CITY OF HOUSTON PERMITS

CITY OF HOUSTON PERMITS – January 2019 YTD vs. January 2018 YTD

 Jan 2019 YTD Jan 2018 YTD% Change
Residential$330,920,375$203,396,73862.7%
Nonresidential$290,447,807 $173,050,639+68.7
Total$621,368,182$ 376,447,37765. 1

NOTE: Multifamily is included in the residential numbers.

This year the data is developing slowly. The overall permit data, current only through January, reflects 2019 started strongly. Total residential permits were up 62.7%, and total nonresidential permits, 67.8%. In addition, commercial contractors, especially specialty subcontractors, are reporting multiple opportunities to bid or propose.
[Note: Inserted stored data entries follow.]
PR #2436, opened 2021-02-17
Defining high and low BLE HILs

alexandruradovici:
### Pull Request Overview

Following the discussion for #2233, I tried to define a BLE lower and upper HILs. This is far from being ready, I opened this PR to get feedback and see if I am on the right track. The premises were the following:

BLE Lower Interface
 - sends and receives packets using the hardware device

BLE Higher interface
 - uses the GAP and GATT structure

### Testing Strategy

N/A

### TODO or Help Wanted

I would love to get feedback about this to make sure this is getting in the right direction.

### Documentation Updated

### Formatting

- [ ] Ran `make prepush`.

### DIFF
--- a/kernel/src/hil/ble.rs
+++ b/kernel/src/hil/ble.rs
@@ -1,14 +1,14 @@
 //! BLE Upper and Lower level HILs
 //!
 //!
-//!       BLE Capsule
+//!       BLE Syscall Capsule
 //!
 //! +-------------------+  +--------------------+
 //! |   BleGattServer   |  |   BLEGattClient    |
 //! +-------------------+  +--------------------+
 //!
 //!
-//!        BLE Stack (eq: Rubble)
+//!        BLE Stack (eg: Rubble)
 //!
 //!
 //! +-------------------------------------------+
@@ -17,6 +17,52 @@
 //!
 
 use crate::ReturnCode;
+
+// *************************************************************************
+//   High Level HIL
+// *************************************************************************
+
+pub enum AttributeType {
+    Uuid16 (u16),
+    Uuid128 (u128)
+}
+
+pub const PRIMARY_SERVICE:AttributeType = AttributeType::Uuid16 (0x2800);
+pub const SECINDARY_SERVICE:AttributeType = AttributeType::Uuid16 (0x2801);
+pub const INCLUDE:AttributeType = AttributeType::Uuid16 (0x2802);
+pub const CHARACTERISTIC:AttributeType = AttributeType::Uuid16 (0x2802);
+
+/// Attribute format types from https://www.bluetooth.com/specifications/assigned-numbers/format-types/
+#[repr(u16)]
+pub enum AttributeFormatType {
+    Boolean = 0x01,
+    Bit2 = 0x02,
+    Nibble = 0x03,
+    Uint8 = 0x04,
+    Uint12 = 0x05,
+    Uint16 = 0x06,
+    Uint24 = 0x07,
+    Uint32 = 0x08,
+    Uint48 = 0x09,
+    Uint64 = 0x0a,
+    Uint128 = 0x0b,
+    Sint8 = 0x0c,
+    Sint12 = 0x0d,
+    Sint16 = 0x0e,
+    Sint24 = 0x0f,
+    Sint32 = 0x10,
+    Sint48 = 0x11,
+    Sint64 = 0x12,
+    Sint128 = 0x13,
+    Float32 = 0x14,
+    Float64 = 0x15,
+    SFloat = 0x16,
+    Float = 0x17,
+    DUint16 = 0x18,
+    UTF8s = 0x19,
+    UTF16S = 0x1a,
+    Struct = 0x1b
+}
 
 pub enum BleGattAccessType {
     None,
@@ -29,14 +75,17 @@ pub enum BleGattAccessType {
     ReadWriteNotify
 }
 
-pub enum BleGattService<'a> {
-    Bit16(u16, &'a [BleGattCharacteristic]),
-    Bit128(u128, &'a [BleGattCharacteristic]),
+pub trait BleGattService<'a> {
+    type Characteristic: BleGattCharacteristic;
+
+    fn get_uuid (&self) -> AttributeType;
+    fn get_characteristics(&self) -> &'a [Self::Characteristic];
 }
 
-pub enum BleGattCharacteristic {
-    Bit16(u16, BleGattAccessType),
-    Bit128(u128, BleGattAccessType),
+pub trait BleGattCharacteristic {
+    fn get_uuid () -> AttributeType;
+    fn get_format_type () -> AttributeFormatType;
+    fn get_access () -> BleGattAccessType;
 }
 
 pub enum BleGattError {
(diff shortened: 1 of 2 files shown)


kernel/src/hil/ble.rs
```diff
@@ -0,0 +1,247 @@
...
+    /// 
+    /// The packet data an opaque buffer
+    fn receive_packet(&self, buf: &'a mut [u8], len: usize, channel: RadioChannel);
+
+    fn set_receive_client(&self, client: &'a dyn BleRxClient);
+    fn set_transmit_client(&self, client: &'a dyn BleTxClient);
+}
+
+pub trait BleRxClient<'a> {
+    fn receive_event(&self, buf: &'a mut [u8], len: u8, result: ReturnCode);
```
bradjc, line 152:
```suggestion
    fn receive_complete(&self, buf: &'a mut [u8], len: u8, result: ReturnCode);
```
?

kernel/src/hil/ble.rs
```diff
@@ -0,0 +1,247 @@
...
+}
+
+pub trait BleTxClient<'a> {
+    fn transmit_event(&self, buf: &'a mut [u8], result: ReturnCode);
```
bradjc, line 156:
```suggestion
    fn transmit_complete(&self, buf: &'a mut [u8], result: ReturnCode);
```
?

kernel/src/hil/ble.rs
```diff
@@ -0,0 +1,247 @@
...
+        name: &'a [u8],
+        services: &'a [Self::Service],
+        connect_interval_ms: u32,
+    ) -> ReturnCode;
+
+    // Disconnect GATT Central
+    fn disconnect(&self) -> ReturnCode;
+
+    // Start GAP Advertisement
+    fn start_advertisement(&self) -> ReturnCode;
```
bradjc, line 115: How does the advertisement contents get set?

alexandruradovici: Using the `configure` function

bradjc: But there are more advertising parameters. We don't need to support them all initially necessarily, but having a function for future expansion would be helpful.

alexandruradovici: I haven't seen anything else in the GAP advertising, but I'm not an expert in BLE. What parameters are you referring to?

l162:
What do you all think about having more specific abstractions for the lower level network interface (i.e. link layer)? 

In the BLE example, this might mean having separate ble hil and link hil, where ble is defined as in the high level interface in this PR and link defines traits like those in Rubble link module. 

Still fairly new here so apologies if missing something obvious or this is discussed elsewhere.

alexandruradovici:
> This may not be the right place to ask this, but, what do you all think about having more specific abstractions for the lower level network interface (i.e. link layer)?
> 
> In the BLE example, this might mean having separate ble hil and link hil, where ble is defined as in the high level interface in this PR and link defines traits like those in Rubble link module.
> 
I think this is the purpose of this PR. Can you suggest some changes in the code? I am not sure I understand what you mean.
> Still fairly new here so apologies if missing something obvious or this is discussed elsewhere.

kernel/src/hil/ble.rs
bradjc: For example having manufacturer specific data in the advertisement, whether the device is connectable or not, long or short service UUIDs. There are a lot of advertisement options.

l162:
>  Can you suggest some changes in the code?

Happy to give this a short, but thought it might be better to discuss first since link layer exists across a variety of network protocols and I am not familiar enough with this project to understand well whether making that sort of design decision fits goals here (i.e. it maybe better to not add additional layer of complexity and just continue to have `radio`, `ethernet` hils). 

The basic idea though is to have traits like `Transmitter`, `Receiver`, and `Config`. Also possible to extend to general purpose network infrastructure like `PDU`, `DeviceAddress`, etc. 

For Rubble analogy, this means L2CAP is implemented in capsule as glue between two HALs.

hudson-ayers:
> Happy to give this a shot, but thought it might be better to discuss first since link layer exists across a variety of network protocols and I am not familiar enough with this project to understand well whether making that sort of design decision fits goals here (i.e. it maybe better to not add additional layer of complexity and just continue to have `radio`, `ethernet` hils).
> 
> The basic idea though is to have traits like [`Transmitter`](https://github.com/jonas-schievink/rubble/blob/d965126dc5d5ed1ae665cda3f1db25c1fa7e9659/rubble/src/link/mod.rs#L539), `Receiver`, and [`Config`](https://github.com/jonas-schievink/rubble/blob/d965126dc5d5ed1ae665cda3f1db25c1fa7e9659/rubble/src/config.rs#L15). Also possible to extend to general purpose network infrastructure like `PDU`, `DeviceAddress`, etc.
> 
> For Rubble analogy, this means L2CAP is implemented in capsule as glue between two hil impls.

I suspect that creating a generic link layer abstraction that works across BLE / ethernet / 802.15.4 will be quite difficult. I assume the idea here is some interface that is usable by an IP layer above, but the way that IP interacts with the lower layers in BLE is pretty different from how it interacts with the lower layers in 802.15.4 (e.g. via 6LoWPAN). Also, as of today we only have a minimal BLE stack, no ethernet stack, and an incomplete IP implementation -- so it would be difficult to even understand the requirements of all 3 when creating such an interface. Do you know of any other OS with a generic link layer abstraction of this sort?

l162:
> creating a generic link layer abstraction that works across BLE / ethernet / 802.15.4 will be quite difficult

It seems like you are describing a type class for networked systems
```rust

trait LinkLayer {
    type Frame: Frame;
    type Delivery: Config;
    type Link: Link;
}
```
This is one interpretation of a link hil, but, is likely the most restrictive. By contrast, a minimal interface might consist purely of marker types. 

A hybrid might be advancing ad-hoc. For this PR, that would mean splitting high level and low level into separate hils; but, in other instances, it may be desirable to add more to the link hil, which would necessarily mean retrofitting BLE. 

```Rust

trait Link {
    fn set_transmit_client(&self, client: &'a dyn TxClient); 	
    fn set_receive_client(&self, client: &'a dyn RxClient);
}

trait RxClient {
    fn receive_complete(&self, buf: …);
}

trait TxClient {
    fn transmit_complete(&self, buf: …);
}
```

The thinking is that the higher up-front cost will make it easier to reason about networking generally. As an example, having separate hils should set up a one-to-one correspondence with capabilities. Wanting to have fine-grained network capabilities without separate high-level/low-level hils means either requiring both high level or low level networking capabilities (which may be undesirable), or having protocol-specific capability in favor of general networking capability (which may be desirable).

Even stepping back, if wanting to evaluate UDP capability model (perhaps to inform above), might look to existing BLE stack and see whether using something like `BLEDriverCapability` would work with existing hil. Since there are no BLE capabilities, though, probably look to UDP which does have them; but, since UDP does not have hil, not really clear how this might translate to BLE hil? 

So an ad-hoc link hil may be a good place to specify the requirements for general network model, but is likely not be a good way to model specific network behavior.

skannan89:
@alexandruradovici Any updates on this PR? Would love to see BLE support.

phil-levis:
> I suspect that creating a generic link layer abstraction that works across BLE / ethernet / 802.15.4 will be quite difficult.

Yes. Probably not worth it. Doing this even for different MAC layers of a given link layer is a research topic (Polastre et al., https://dl.acm.org/doi/10.1145/1098918.1098928 )

phil-levis:
Should we close this, or is there an intention to continue work on it?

But general contractors are seeing some projects delayed and, in a few cases, canceled. So the outlook for the year is still a bit unclear. However, a major project in the Texas Medical Center is finally moving forward, the 1.4 million-square-foot shared research facility, located in the center’s new geographic area, called TMC3, to designate it as the third coast of this internationally renowned complex. This long-awaited announcement has ignited other projects that are peripheral but integral to the concept of TMC3, including a 450-room hotel, more office space and major renovations and repurposing of older medical office buildings. The most consistent strong market is the light industrial market, driven by the Port and Houston’s increasing role as a “last mile” hub. K-12 and higher education both have decent momentum and volume. The labor shortage looms ever larger, as two large industrial projects just got underway. They are both close to Houston, one in Channelview and the other in Baytown. They total over $4 billion and will last several years. On these megaprojects the wage rates, amount of overtime available and per diem rates telegraph this tightening picture. C-3, the Construction Career Collaborative, gains support and grows, but most contractors and other employers in this state realize comprehensive immigration reform is also critical in addition to these other efforts. The educational Rational Middle video series has just surpassed 1 million views, encouraging, but legislative action is needed. Houston will also have large new civil projects starting in the next two years. Labor is the most limiting factor.